Dataset records:
PR #192, opened 2019-05-23
cmake: Use CMake 3.10.2 for CI

lunarpapillo:
These changes ensure that the Travis and AppVeyor
builds use a known version of CMake.

### DIFF
--- a/.travis.yml
+++ b/.travis.yml
@@ -45,6 +45,17 @@ cache: ccache
 
 before_install:
   - set -e
+  - CMAKE_VERSION=3.10.2
+  - |
+    if [[ "${TRAVIS_OS_NAME}" == "linux" ]]; then
+      CMAKE_URL="https://cmake.org/files/v${CMAKE_VERSION%.*}/cmake-${CMAKE_VERSION}-Linux-x86_64.tar.gz"
+      echo CMAKE_URL=${CMAKE_URL}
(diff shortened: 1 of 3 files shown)


.travis.yml
```diff
@@ -45,6 +45,17 @@ cache: ccache
...
+  - |
+    if [[ "${TRAVIS_OS_NAME}" == "linux" ]]; then
+      CMAKE_URL="https://cmake.org/files/v${CMAKE_VERSION%.*}/cmake-${CMAKE_VERSION}-Linux-x86_64.tar.gz"
+      echo CMAKE_URL=${CMAKE_URL}
+      mkdir cmake-${CMAKE_VERSION} && travis_retry wget --no-check-certificate -O - ${CMAKE_URL} | tar --strip-components=1 -xz -C cmake-${CMAKE_VERSION}
+      export PATH=${PWD}/cmake-${CMAKE_VERSION}/bin:${PATH}
+    else
+      brew install cmake || brew upgrade cmake
+    fi
+    cmake --version
```
jeremyk-lunarg: I don't see this appear in the Travis output.

lunarpapillo: Look for "Cmake version" in the raw log; you can see both the native version (3.12.4) and the newly installed version that will be used (3.10.2).  (I'm not sure how Travis "prettifies" its logs.)

jeremyk-lunarg: I see it now.  It was hidden under an expandable section.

Instructions to follow: Using the data above, reproduce every line exactly.

Answer:
PR #192, opened 2019-05-23
cmake: Use CMake 3.10.2 for CI

lunarpapillo:
These changes ensure that the Travis and AppVeyor
builds use a known version of CMake.

### DIFF
--- a/.travis.yml
+++ b/.travis.yml
@@ -45,6 +45,17 @@ cache: ccache
 
 before_install:
   - set -e
+  - CMAKE_VERSION=3.10.2
+  - |
+    if [[ "${TRAVIS_OS_NAME}" == "linux" ]]; then
+      CMAKE_URL="https://cmake.org/files/v${CMAKE_VERSION%.*}/cmake-${CMAKE_VERSION}-Linux-x86_64.tar.gz"
+      echo CMAKE_URL=${CMAKE_URL}
(diff shortened: 1 of 3 files shown)


.travis.yml
```diff
@@ -45,6 +45,17 @@ cache: ccache
...
+  - |
+    if [[ "${TRAVIS_OS_NAME}" == "linux" ]]; then
+      CMAKE_URL="https://cmake.org/files/v${CMAKE_VERSION%.*}/cmake-${CMAKE_VERSION}-Linux-x86_64.tar.gz"
+      echo CMAKE_URL=${CMAKE_URL}
+      mkdir cmake-${CMAKE_VERSION} && travis_retry wget --no-check-certificate -O - ${CMAKE_URL} | tar --strip-components=1 -xz -C cmake-${CMAKE_VERSION}
+      export PATH=${PWD}/cmake-${CMAKE_VERSION}/bin:${PATH}
+    else
+      brew install cmake || brew upgrade cmake
+    fi
+    cmake --version
```
jeremyk-lunarg: I don't see this appear in the Travis output.

lunarpapillo: Look for "Cmake version" in the raw log; you can see both the native version (3.12.4) and the newly installed version that will be used (3.10.2).  (I'm not sure how Travis "prettifies" its logs.)

jeremyk-lunarg: I see it now.  It was hidden under an expandable section.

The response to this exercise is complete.